Midway Heights Elementary School was awarded the Dr. Norman C. Gysbers Nationally Recognized Missouri Program award for its comprehensive counseling program.
Kristen Kennedy is a counselor at Midway Heights. She said that the core of comprehensive counseling is being proactive. There are multiple parts to the approach, but the goal is to meet kids where they are.
“Each day I encourage kids to talk to me about the good and the bad," Kennedy said. "I want to be there for their success and of course, I’m always here to listen and to problem solve for the things that are more difficult for them as well."
As the only counselor at Midway Heights, Kennedy is a one-woman army for the school's comprehensive counseling program.
Kennedy said that, while every day is different, she can usually be found teaching social-emotional lessons, working with small groups or having lunch with individual students.
“I get so many hugs each morning," Kennedy said. "Kids come in. They give me a great big hug, they're so happy I'm here, and if I'm ever sick, the next day when I come back. Like, 'Where were you? We were so worried about you, Mrs.
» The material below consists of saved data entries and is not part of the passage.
PR #1028, opened 2024-06-12
download: default to ARM macOS downloads over x86_64

fanquake:
If a mac is detected by the browser, default to the ARM macOS download, rather than x86_64. This seems more reasonable at this point. In future, we might be able to use more advanced browser logic to detect the actual architecture dynamically. i.e https://developer.mozilla.org/en-US/docs/Web/API/NavigatorUAData/getHighEntropyValues.

### DIFF
--- a/_includes/templates/download.html
+++ b/_includes/templates/download.html
@@ -311,8 +311,7 @@ var linkwinexe = document.getElementById('downloadwinexe');
 var linkwinzip = document.getElementById('downloadwinzip');
 var hrefwin64exe = document.getElementById('win64exe').href;
 var hrefwin64zip = document.getElementById('win64zip').href;
-var hrefmaczip = document.getElementById('maczip').href;
-var hrefmactar = document.getElementById('mactar').href;
+var hrefmaczip = document.getElementById('macarmzip').href;
 var hreflin64 = document.getElementById('lin64').href;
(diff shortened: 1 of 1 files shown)


willcl-ark (approved):
crACK 96da1ff1b61b7d03d115825a8864566f12ffc6b1

I'm no web-expert, but the rationale of this change seems correct to me.

Apple has not sold new x86 Macs for a while now; the Mac Mini was the final hold-out -- all of which are now [Apple M* chip-based](https://www.apple.com/mac-mini/specs/).

Additionally, as I think alluded to in description, parsing the user agent will not be able to directly detect ARM vs x86 (for backwards-compatibility reasons, e.g. my M3 macbook running 14.4.1 has user agent `"Mozilla/5.0 (Macintosh; Intel Mac OS X 10.15; rv:126.0) Gecko/20100101 Firefox/126.0"` on firefox).

With that in mind it makes sense to update the default download to ARM, ~4 years after the introduction of the new chip and now the entire product line has migrated.

The only argument against that I can think of is that technically, ARM macs can run x86 apps via Rosetta, but not the other way around (AFAIK). However, I think a user who encounters an application startup error should be capable of reading the error and returning to bitcoincore.org and selecting the `macOS (x86_64)` download.

PR #1029, opened 2024-06-17
Update 2017-01-01-download.md

adminseedlatam:
In the link of https://bitcoincore.org/es/download/ where you have the different instructions to verify the links redirect to page that doesn't exist anymore.

The link of "builder_keys_url" is not `https://github.com/bitcoin/bitcoin/tree/master/contrib/builder-keys` the supposed to redirect. 

The correct value of builder_keys_url is: `https://github.com/bitcoin-core/guix.sigs/tree/main/builder-keys`

Also, the redirection of `fanquake.gpg` is `https://github.com/bitcoin-core/guix.sigs/blob/main/builder-keys/fanquake.gpg`


fanquake (approved):
ACK 53acc50b3f458e7467c6309fcb2a498f78ac85c9

PR #1032, opened 2024-06-25
release: Update 27.1 magnet url

achow101:
Since the SHA256SUMS.asc had to be reuploaded, the torrent has also changed. The magnet url should be updated to match the torrent file.


fanquake (approved):
ACK fe698a189395d4692546b2a4197074669cb08396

Kennedy.'"
Susan Perkins, the Director of Elementary School Counseling at Midway Heights, said that a major factor in the school's success is the ratio of students to counselors. Even though Kennedy is the only counselor at the school, the population falls just below the recommended ratio for one counselor.
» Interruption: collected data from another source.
PR #1033, opened 2024-06-26
pages: add Security Advisories

fanquake:
Add a new page summarizing the upcoming security advisory policy.

advisories

### DIFF
--- a/_posts/en/pages/2024-06-26-disclosures.md
+++ b/_posts/en/pages/2024-06-26-disclosures.md
@@ -1,0 +1,50 @@
+---
+title: Security Advisories
+name: Security Advisories
+id: en-security-advisories
+permalink: /en/security-advisories/
+layout: page
+type: pages
+lang: en
+version: 1
+---
+{% include toc.html %}
+
+This page summarizes policies in relation to disclosing vulnerabilities in Bitcoin Core,
+as well as provides a summary of historical Security Advisories.
+
+## Policy
+
+When reported, a vulnerability will be assigned a severity category. We
+differentiate between 4 classes of vulnerabilities:
+
+* **Low**: bugs which are hard to exploit or have a low impact. For instance
+  a wallet bug which requires access to the victim's machine.
+
+* **Medium**: bugs with limited impact. For instance a local network remote crash.
+
+* **High**: bugs with significant impact. For instance a remote crash, or a local network RCE.
+
+* **Critical**: bugs which threaten the whole network's integrity. For instance an inflation or coin theft bug.
+
+**Low** severity bugs will be disclosed 2 weeks after a fixed version is released.
+  A pre-announcement will be made at the same time as the release.
+
+**Medium** and **High** severity bugs will be disclosed 2 weeks after the [last
+  affected release goes EOL](/en/lifecycle/). This is a year after a fixed version was first
+  released. A pre-announcement will be made 2 weeks prior to disclosure.
+
+**Critical** bugs are not considered in the standard policy, as they would most likely require an
+  ad-hoc procedure. Also, a bug may not be considered a vulnerability at all. Any reported issue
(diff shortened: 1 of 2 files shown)


kanzure:
Why is a policy needed? What does the policy actually do or what is the intention of having this policy on the site?

darosior:
Because a standard process is preferable to arbitrary handling. For all vulnerabilities but the most critical ones (which would most likely need to be dealt on a case by case basis) it's possible to follow a standardized disclosure process.

darosior:
See for instance https://www.erisian.com.au/bitcoin-core-dev/log-2024-06-06.html for previous discussions about this.

fjahr:
ACK 811d10d0564ef878cab5bb65682a10f9507925ef

The text looks good to me and I agree with the policy itself. I have mostly followed the discussion in IRC and below the gist draft and I think this reflects the public consensus.

kanzure:
Anyone on the security team can just disclose on this timeline, without a written policy. What is the purpose of this policy?

_posts/en/pages/2024-06-26-disclosures.md
```diff
@@ -0,0 +1,50 @@
+---
+title: Disclosures
```
dergoegge, line 2: nit: I think "Security Advisories" would be the better title since it is widely established terminology:

* https://www.mozilla.org/en-US/security/advisories/
* https://www.vmware.com/security/advisories.html
* https://sec.cloudapps.cisco.com/security/center/publicationListing.x
* https://www.dell.com/support/security/en-ca

kanzure:
After talking privately with a few people, a reason for this was disclosed to me that makes more sense than the other reasons written in the previous comments. My understanding is that a few people want this reason to remain private.

I still think it makes more sense to call it a "procedure", "intention", "convention", or "process" long before "policy", and if there is a need for "policy" then make a Bitcoin Core Organization Policy LLC holding entity similar to the certificates silo entity....

As to the current proposed document itself.... what about issues that require changes to bitcoin consensus vs those that do not? like what if it's a low/medium but a consensus bug?

if I had been asked what ought to be in a disclosure "policy", then my expectation would have been a plea to security researchers to follow thoughtful and responsible steps because such a large amount of people's money is directly entangled with this project moreso than the rest of the software ecosystem. There have been many discussions on IRC, the mailing list, reddit, twitter/X as to what responsible disclosure looks like in the world of bitcoin that can also be referenced or drawn upon.

darosior:
I'm not really interested in bikeshedding how this should be named. If a number of contributors to the project believe it should be named "process" instead of "policy" i'm fine with it.

As for the comment about what the policy should be, feel free to suggest any concrete improvement. This has been discussed off and on for the past 9 months, and more actively in the past 3 months, by active contributors to the project. As far as i can tell, the vast majority of active Bitcoin Core contributors believe following this process to track and publicly disclose vulnerabilities is better than the status quo. I don't think this improvement should get blocked on a few vague mentions to past discussions which you seem to imply we would not even be aware of.

kanzure:
> [...] As far as i can tell, the vast majority of active Bitcoin Core contributors believe following this process to track and publicly disclose vulnerabilities is better than the status quo. I don't think this improvement should get blocked [...]

Nothing about my comments are able or intended to stop anyone from tracking or disclosing vulnerabilities. Thank you for understanding my messages.

_posts/en/pages/2024-06-26-disclosures.md
fanquake: Changed.

dergoegge (approved):
ACK 593e7406ca14c6b8169ab60cecf3f16e09d86b15

darosior (commented):
ACK 593e7406ca14c6b8169ab60cecf3f16e09d86b15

“As a result of being so staffed so well, [Kennedy] has been able to serve students in ways other school counselors across the state have not,” Perkins said.
According to Perkins, Kristin Kennedy also makes an effort to get to know every student at Midway Heights.
“A couple of years ago she started meeting with students and ended up meeting with every single student at lunchtime, just to be able to connect with them at the start of school,” Perkins said.
Kennedy has been at Midway Heights for 13 years. While reflecting on her career, she remembered how difficult the pandemic was.
“Trying to provide school counseling services virtually … there were some days that were difficult. The kids are what keep me coming back and it was very difficult not to have that reminder,” Kennedy said.
Looking at her past is what drives Kennedy’s passion for counseling. She said she was bullied when she was in school and didn’t know what a counselor was until she was applying for graduate school. She said she doesn’t want any of her students to have the experience she had:
“I just love the idea of having an advocate for every student in the building with them on the ground there to advocate or just to be someone that they can trust and talk to if they need it."